Ike so just guessing by how you drew the 60 pound bow,a 70 pounder is going to be a little stiff/rough??


----------



## stork64

Do people actually care about the names of bows, or the 'reveal'? How does that make one bit of difference to me flinging arrows? Am I the only one that cares about things like grip, draw cycle, brace, valley, etc.


----------



## Bowhunter_IL_BT

ike_osu said:


> The bow was long for me. It was the closest they had. It was a 28/60.
> 
> I agree the intro was a big let down. Really cheesy and predictable. I had really hoped for a revamped Destroyer but some on here are right. The Invasion was a great bow and this is an Invasion with a little better draw cycle.



My Invasion is staying put even if this bow is a littler smoother. It doesn't justify dropping a grand for a little smoothness. With my Invasion I just brought the poundage down a little and added a little more arrow weight and works and is tuned perfectly. If I didn't have my Invasion I would look into this bow, or anyone out there want a smooth shooting CPX style bow def consider it. Shootabililty is more important than speed !!!!!!! Not like 335 IBO is super slow either !!

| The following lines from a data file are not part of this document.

PR #7062, opened 2026-08-24
Use real thread-locals for capsule and redis-pool routing

### LINKED ISSUE #6370: Not thread local
https://github.com/sidekiq/sidekiq/blob/0226e311d02de8ea77563c17c96a3d6527d0ec7f/lib/sidekiq/processor.rb#L74

This variable is not thread local.

I suggest you use a thread attribute, e.g. see <https://github.com/rspec/rspec-support/pull/610> for what I suggest as the recommended approach: `Thread.attr_accessor :sidekiq_capsule`.

kkaznor1:
Fixes #6370.

`Thread.current[:key] = value` sets a fiber-local, not a thread-local — a `Fiber` created on a thread doesn't inherit values its parent set this way. Sidekiq uses this pattern for capsule/redis-pool routing (`Sidekiq::Client.via`, `Processor`'s capsule tracking, job/sharding's pool override), so a job that spawns a Fiber internally (e.g. a Fiber-based async HTTP client) can't see the enclosing capsule or pool from inside it, and silently falls back to the default one.

This switches `:sidekiq_capsule`, `:sidekiq_redis_pool`, and `:sidekiq_client_class` to `Thread#thread_variable_get/set`, real thread-locals visible from any Fiber on that thread.

Added a test to `sharding_test.rb`: pushing a job from inside a `Fiber` during `Sidekiq::Client.via` now routes to the right shard. Red on `main`, green with the fix. Full `bundle exec rake` (750 runs) passes.

I acknowledge the Sidekiq contribution policy: by submitting this PR, I assign copyright of these changes to Contributed Systems LLC.

🤖 Generated with [Claude Code](https://claude.com/claude-code)


mperham:
Stepping back a bit, Is this a semantic we want to change at this point? Is there any backwards compatibility issue to be concerned about here?

mperham:
For sure I would need to coordinate new OSS, Pro and Ent releases. And I think this should likely go in a minor bump, not a patch release if we accept it.

kkaznor1:
Thanks for your reply.
Fair concern, and I honestly can't answer your question.
I don't have visibility into Pro/Ent's source. I can't tell if they read Thread.current[:sidekiq_capsule] or :sidekiq_redis_pool directly.

kkaznor1:
One option : write to both the old fiber-local key and the new thread-local. Reads would prefer the thread-local, falling back to the old key. That keeps today's behavior unchanged for anything still reading the old way. Only Fiber-spawning job code would newly benefit.

Downside: it doubles every read/write site. It's a compatibility shim, not a clean fix.

Happy to add this option above if useful, or to defer to your call on scope and versioning here.

mperham:
Are you using this functionality? Is anyone actually trying to use Fibers within jobs? There are cases where Fibers are useful but I discourage their use in application code as the Fiber execution model is more complex than Threads, most Rubyists do not have the mental model to use them.

If you want parallel IO, it's better to use a client library which implements that parallelism internally for you, Typhoeus being the oldest example of a gem I can think of:

https://github.com/typhoeus/typhoeus#example

kkaznor1:
That makes sense,  I don't have a real-world case where I hit this myself; I found it doing a code read of the thread-local patterns. Anyway thanks for taking time to think it through, appreciate this discussion.

PR #7073, opened 2026-09-02
Add Pro 8.1.6 changes

cbartlett:
I noticed 8.1.6 was released and I always check this file for the changes but they were not listed so I am adding them here.


mperham:
Bizarre, I wrote a changelog entry (didn't push it) that was worded identically to your PR. Thanks for the nudge to finish it.

cbartlett:
@mperham I got that wording from the changelog in the pro gem itself. I just prefer the public web version here since it's easier than spelunking through the code. Thanks for adding it!

PR #7076, opened 2026-09-07
Add partitioned queue processing middleware

paymaan73:
Jobs sharing a partition key (an argument, chosen via sidekiq_options partition:) run one at a time in enqueue order, while different keys run concurrently. A job whose partition is busy is rescheduled a few seconds later rather than blocking a worker thread.


mperham:
Sidekiq does not provide features to work around lack of concurrency. See (3): https://sidekiq.org/wiki/Best-Practices

This feature is already available using the Concurrent rate limiter in Sidekiq Enterprise. https://sidekiq.org/wiki/Ent-Rate-Limiting

Issue #753, opened 2022-07-25
Profile picture aspect ratio is wrong


mplorentz:
This user's profile picture is getting squished. It doesn't look like this anywhere but on the profile page header. Seems like we aren't setting the aspect ratio correctly.

![Image](https://user-images.githubusercontent.com/1165004/180851596-89abb0cb-e391-498a-8560-f395c6e48fd0.jpg)

rabble:
It's only on post cell, not on the full profile view.

mplorentz:
You can also see this on identity `@+u1vX9VamcbSmLMAW3jAyN3M0JIvNrerOzQ9X8KwlR4=.ed25519`.

PR #917, opened 2022-10-14
Fix avatar image aspect ratio

wsarles:
Addresses #753 . 

To test, I used this image:

Untitled 5

Right side shows the fix:

Untitled-1


mplorentz (approved):
💯 perfection!

Issue #865, opened 2022-09-26
UI lockup after starting the app


boreq:

boreq:
@rabble can you fill in the details?

mplorentz:
We're not seeing this on TestFlight build 1.3.6 (379). Not sure what would've fixed it but I'm going to close this ticket until we can reproduce it.

mplorentz:
Saw this again and found a fix

PR #925, opened 2022-10-18
Don't call bot on main thread

mplorentz:
#865 I found the issue with the freeze after launch this morning so I coded up a quick fix. The fix is to not call ssbDisconnectAllPeers when we receive a memory warning in AppController. Or at least don’t call it on the main thread.


wsarles (approved):
Looks good to me.

martindsq:
Fixes #865

Issue #923, opened 2022-10-18
Posting a reply sometimes fails with a fork protection error but no error is presented to user


wsarles:
While investigating [611](https://github.com/planetary-social/planetary-ios/issues/611)/[618](https://github.com/planetary-social/planetary-ios/issues/618), I discovered an issue where posting a reply will fail with a fork protection error shown in the console, but no error is presented to the user. 

![cannot_post_no_error mov](https://user-images.githubusercontent.com/1332769/196439846-2058b8d4-9c55-484f-961d-3ebc54b4d302.gif)

Error in Xcode console: 

```
2022-10-18 08:39:37.929114-0400 Planetary[99451:2358742] LOG:ERROR: forkProtection
2022-10-18 08:39:37.929475-0400 Planetary[99451:2360071] LOG:ERROR: forkProtection
2022-10-18 08:39:37.929768-0400 Planetary[99451:2360071] LOG:UNEXPECTED:Planetary is currently restoring your data from the network, and cannot publish new posts at this time.
```

rabble:
Dup

wsarles:
Duplicate of #611.

wsarles:
@mplorentz I believe you are correct. There needs to be some additional error checking/notificaftion here. Reopening.

boreq:
Moved to no status as this is open and in the done column.

Issue #611, opened 2022-06-02
"logout and onboard" option copies number of published messages from previous profile


mplorentz:
Steps to reproduce:
1. Start on a profile with more than 10 publishes messages
2. Go into the debug settings and choose "logout and onboard"
3. Set up your new profile
4. Try to publish two posts
Expected: both are published
Actual: the first is published and the second gets an error about forked feed protection

wsarles:
I was able to reproduce this nearly 100% of the time with: 

- Start on a profile at least two published messages. 
- Go into the debug settings and choose "logout and onboard"
- Set up your new profile
- Immediately open side menu
- Try to publish a post
- Expected: a post is published
- Actual:  an error about forked feed protection


[PR created](https://github.com/planetary-social/planetary-ios/pull/926)

rabble:
Done, just didn't pass due to intermittent github errors. @martindsq will take a look.

mplorentz:
So glad this is fixed. It will really help with debugging.

PR #926, opened 2022-10-19
Corrects calculation of the number of published messages

wsarles:
[Fixes 611](https://github.com/planetary-social/planetary-ios/issues/611) and [923](https://github.com/planetary-social/planetary-ios/issues/923)


wsarles:
This breaks a unit test and I now know why.. will reattempt with a different approach. Closing.

PR #928, opened 2022-10-20
Fixes number of published messages calculation

wsarles:
[Fixes 611](https://github.com/planetary-social/planetary-ios/issues/611) and [923](https://github.com/planetary-social/planetary-ios/issues/923)

* Adds `identity` to RepoStatistics
* `statistics()` Now compares the `identity` associated with a RepoStatistics object with that of the bot. If the identities do not match,  `numberOfPublishedMessages` will not be updated.

* Updated unit test to wait a half second before checking `numberOfPublishedMessages`.


Source/Bot/BotStatistics.swift
```diff
@@ -58,6 +58,9 @@ extension BotStatistics {
 /// Statistics for the go-ssb log
 struct RepoStatistics: Equatable {
 
+	/// Identity associated with the repo
+    let identity: Identity?
```
martindsq, line 62: I couldn't find where this is set as the code is still creating RepoStatistics objects without setting the identity

wsarles: Thanks for the head's up. I must have stashed it or something. `identity` is now set here: 

https://github.com/planetary-social/planetary-ios/blob/bf6b617ae23769c5f8476f0baa99ea98418652ef/Source/GoBot/GoBot.swift#L1603

Source/GoBot/GoBot.swift
```diff
@@ -1575,13 +1575,16 @@ class GoBot: Bot {
     private var _statistics = BotStatistics()
 
     func statistics(queue: DispatchQueue, completion: @escaping StatisticsCompletion) {
+        let repoIdentity = self._statistics.repo.identity
```
mplorentz, line 1578: I think `_statistics` basically acts as an in-memory cache of the last known statistics. This means it will be nil the first time this function is called after the app starts, and it will have a copy of the previous identity if the user switched identities. The way it is written probably won't cause any bugs in the app today, but I think it would be simpler to say `let repoIdentity = identity` here because `identity` is the source of truth for the logged in user.
```suggestion
        let repoIdentity = identity
```

mplorentz (commented):
Nice work @wsarles! I spent a while on this bug myself and couldn't figure it out. I left one comment on the PR, and also one comment on #923 which I think could still be an issue.

UnitTests/GoBotIntegrationTests.swift
```diff
@@ -110,7 +110,9 @@ class GoBotIntegrationTests: XCTestCase {
         }
         waitForExpectations(timeout: 10)
         XCTAssertEqual(statistics.repo.messageCount, 11)
-        XCTAssertEqual(statistics.repo.numberOfPublishedMessages, 1)
+        DispatchQueue.main.asyncAfter(deadline: .now() + 60.0) {
```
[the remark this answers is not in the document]
wsarles: The suggested change appeared to fix this and the wait is no longer needed. I incremented the wait time to see if the test would ever pass in CI (it did not).  Thanks!

mplorentz (approved):
Unit tests failed with a disk I/O error, ugh. I kicked them off again. Assuming they pass this looks good to me. Nice work!

Issue #895, opened 2022-10-10
Cannot redeem room invitation from cold boot


mplorentz:
Steps to reproduce:
1. Force kill Planetary so it is not launched
2. Open an http room invitation link in your browser
3. Tap the button to open the invitation in Planetary
Expected: the invitation is redeemed successfully
Actual: the invitation is not redeemed

wsarles:
In review.

wsarles:
Merged.

PR #933, opened 2022-10-28
Ensure bot is logged in when redeeming room invites

wsarles:
#895


rabble:
When i tired to redeem an invite in the simulator it crashed with this branch. Not sure what was the cause, it's late satuday night.

wsarles:
I tried to reproduce a crash but failed. I'm running Xcode 14.1 on a 16.1 simulator.

PR #934, opened 2022-10-29
Revert "add type to posthog events to separate bot from user actions"

rabble:
Reverts planetary-social/planetary-ios#903

Seems to be breaking posthog


mplorentz:
I think the last build was done without the Posthog API keys actually. Maybe that's what you were seeing. I messaged Martin about it.

Issue #787, opened 2022-08-05
Prompt for App Store reviews


mplorentz:
Apple gives us a way to prompt for users to leave us a rating on the App Store. This would be a good thing to do as a strong rating encourages people to download.

Some care should be taken not to interrupt users while they are in the middle of a task. Also we should avoid prompting new users who may not be used to the app yet. Maybe a good heuristic would be to show the prompt after publishing a post if they have more than 100 published messages (including follows, likes, etc.). Apple ensures that the prompt is not shown more than 3 times per year, but perhaps we should show it even less, like 1 time a year.

samuelkubinsky:
Hey, I would like to take a look at this :)

mplorentz:
@samuelkubinsky go for it!

mplorentz:
Done by @samuelkubinsky in #942.

PR #942, opened 2022-11-01
Prompt for App Store reviews

samuelkubinsky:
[Issue link](https://github.com/planetary-social/planetary-ios/issues/787)

So I implemented facade for Apple's own SKStoreReviewController from StoreKit. It helps to better manage user's requirements for seeing the review prompt. I configured it as the issue stated: 1 prompt per year and minimum 100 messages. To keep track of how many prompts has already appeared, I store this information in UserDefaults as dictionary [String: Int].

Screenshot 2022-11-01 at 18 15 40


mplorentz (approved):
Thank you for the contribution @samuelkubinsky! This works great! I see the Analytics tests  failed, but I think they are broken on `main` right now too.

PR #950, opened 2022-11-09
Reduce bot logging

rabble:
We need to reduce how much we log from the bot to posthog. It's not useful. This is a simple thing which stops logging of the routine bot statuses. It doesn't stop the out of the ordinary things we'll want to track.


wsarles (approved):
Changelog needs updated.

PR #959, opened 2022-11-10
Add a background task for db maintenance

### LINKED ISSUE #958: Optimize SQLite while app is in the background
We run PRAGMA optimize when the app is shutting down. This helps SQLite pick the best indexes for our queries. It seems like it doesn't get to finish running very often though, so let's make a background job to run it when it will have time to finish.

mplorentz:
Closes #958. I implemented this because my personal device needed it after doing a full db resync recently.


wsarles (approved):
Looks good to me. Tested on real device.

Issue #961, opened 2022-11-15
New Profile UI: Bio length update 


danlatorre:
On the profile UI we need to update the standard for Bio length. Build 1.3.10 (383) shows the new more readable UI, the bio character length that's visible is less than what is allowed, truncating longer bios. DL and SH to sort out new spec for this. 

So that... good bios are created w/o confusion to users, bios are key in intentional community networking, so we want to encourage descriptive meaningful bios, especially in this early stage.

danlatorre:
For future reference… did a quick scan of bio character limits:

- Clubhouse & Substack: seems infinite
- Mastodon: 510
- Slack: 249
- LinkedIn headline: 220
- Discord: 190
- Twitter & Medium: 160
- Instagram: 150
- Signal & WhatsApp: 140
- Telegram: 70

PR #963, opened 2022-11-16
Profile screen in SwiftUI

### LINKED ISSUE #681: Updated Profile Page
This ticket is for the design work for #680 

@Chardot can come up with a change of the layout for the profile page to be able to either see the content they posted or the scuttleverse from their vantage point. 

- [ ] Display a list of who the user has blocked
- [ ] Display a feed of content from the perspective of that user. 
- [ ] Mutuals when listing following / followers / blocks
- [ ] Display a list of all the reactions by the user (what did they like)

If the profile is a pub, then the default should be to display the feed from their perspective, who do they follow. If the profile is not a pub, then first we see everything they have posted, with the ability to switch to see what they follow.

#### Social Relationships

When looking at a profile, i want to know, how do i relate to this person. In order to do that we need to display a few things. 

* Blocks - Which of the people you follow block somebody, vs others you know about. 
* Follows - This person follows x people who you follow / follow you
* Followed by - Who do you follow / are followed by that this person is also followed by.

These are critical things for users to decide, is this somebody i want to follow.

martindsq:
Closes #681, #976, #977 and #961


mplorentz:
Going to post some issues I have seen in TestFlight here. Will put them in separate comments as maybe that will help track which ones have been fixed. I'll put checkboxes on them too in case that is helpful? I don't think we get the "Resolve conversation" button unless I comment on a specific line of code.

mplorentz:
The ellipsis button is working for me on any posts after I scroll down a bit.

mplorentz:
- [ ] The Read More button has no pressed state.

mplorentz:
- [ ] The ignored list of people has the title "Blocked". I think it should be "Ignored". (maybe this is a problem in the ASV as well. We can open a separate ticket for this if so)

mplorentz:
- [ ] opening profiles from a search on the discover tab opens the old profile screen

mplorentz:
- [ ] This is more of a design question maybe (CC @Chardot) but I wish the header would collapse down smaller. On my 12 mini I feel like I am losing about ¼ of my screen real estate to the header. Maybe we could hide the following button in the collapsed state and we could shrink the profile picture. Manyverse has a nice animation for the header collapse we could emulate.
IMG_CFC9D1CBC149-1

mplorentz:
- [ ] weird animation and delay when opening my profile from the side menu

https://user-images.githubusercontent.com/1165004/202219291-326ed5f3-c395-49eb-a7b4-2fd6022dea7f.MP4

mplorentz:
- [ ] Opening a thread from the profile screen puts a title behind the user's profile picture:

martindsq:
> * [ ]  The ellipsis button is working for me on any posts after I scroll down a bit.
> 
> 
> 

I couldn't reproduce this. Can you check if it you still see it in today's build in Testlight? If you still do, let me know.

mplorentz:
> I couldn't reproduce this. Can you check if it you still see it in today's build in Testlight? If you still do, let me know.

Just verifies that I am still seeing it. Here's a video of my exact steps. If you still can't reproduce then I can check out the branch and do some debugging. 

https://user-images.githubusercontent.com/1165004/202506616-eef3667c-5d95-42e3-9e30-07b3e993e8f1.MP4

martindsq:
Sorry @mplorentz but that's not the build I sent today. Its still processing I think.

Chardot:
> * [ ]  This is more of a design question maybe (CC @Chardot) but I wish the header would collapse down smaller. On my 12 mini I feel like I am losing about ¼ of my screen real estate to the header. Maybe we could hide the following button in the collapsed state and we could shrink the profile picture. Manyverse has a nice animation for the header collapse we could emulate.
>   IMG_CFC9D1CBC149-1

This is a very good suggestion, Matt. Here's a smaller collapsed version of the profile card:

Screenshot 2022-11-17 at 17 50 51

martindsq:
@Chardot I'm fine with making the avatar smaller, but I don't envision how we can make, without making it too hard, the transition from the full follow button to the smaller button at the right as the user scrolls down.

Chardot:
@martindsq Here's an animated prorotype for the collapsing of the profile card:


https://user-images.githubusercontent.com/477835/202517688-4143b84c-b587-4b79-8553-9b9810c6aeed.mov

mplorentz:
I think we should probably limit the user's name to one line? Although it would feel bad to truncate people who just have long names. Maybe we need some guidance on how to make long names look good @Chardot?

mplorentz:
The nav bar is transparent on the latest commit in my 14 pro simulator.

mplorentz:
Screenshot 2022-11-21 at 4 04 52 PM

@Chardot I think we could use some kind of placeholder for when a user isn't following/followed by/ignoring anyone?

martindsq:
@mplorentz 

> 
> 
> I think we should probably limit the user's name to one line? Although it would feel bad to truncate people who just have long names. Maybe we need some guidance on how to make long names look good @Chardot?

I went ahead and made it a two line limit label (because we can), and instead of using the full identity when the name is not available, it now uses the short identifier

> 
> 
> The nav bar is transparent on the latest commit in my 14 pro simulator.

Fixed this



> Screenshot 2022-11-21 at 4 04 52 PM
> 
> @Chardot I think we could use some kind of placeholder for when a user isn't following/followed by/ignoring anyone?

When implementing the profile screen I asked this same question and he preferred to show it as it is.

Chardot:
> Screenshot 2022-11-21 at 4 04 52 PM
> 
> @Chardot I think we could use some kind of placeholder for when a user isn't following/followed by/ignoring anyone?

That's a very good suggestion. What about something like this?

Screenshot 2022-11-30 at 18 04 06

PEOPLE WHO CARES WIF THE INTRO WAS CHEEZY!! WHAT DID YOU EXPECT THE MOTORCYCLE TO COME DOWN FROM THE RAFTERS LIKE EVIL KENIEVEL !!!!!!!!


----------



## Iowa1

Bowhunter_IL_BT said:


> My Invasion is staying put even if this bow is a littler smoother. It doesn't justify dropping a grand for a little smoothness. With my Invasion I just brought the poundage down a little and added a little more arrow weight and works and is tuned perfectly. If I didn't have my Invasion I would look into this bow, or anyone out there want a smooth shooting CPX style bow def consider it. Shootabililty is more important than speed !!!!!!! Not like 335 IBO is super slow either !!


That is exactly where I sit as well.


----------



## Diesel-Dog

I will admit, the intro and suspence leading up to it did suck and was a poor idea for a bow that is not "revolutionary" or a complete speed demon. I had no issues with last years as they came out with two very cool bows. I think they should save this kind of "hype" for when they have something truly hot...

With that said am I disappointed with the bow? Not a chance!!! They are claiming it has an easier draw cycle, better shooting, less shock, a 32 ATA and 7" brace. Sounds like a true hunting bow and will be the first bow I shoot this year when I upgrade my 82nd Airborne. I dont care who you are 345 ibo is way fast enough to harvest any big game animal in North America. 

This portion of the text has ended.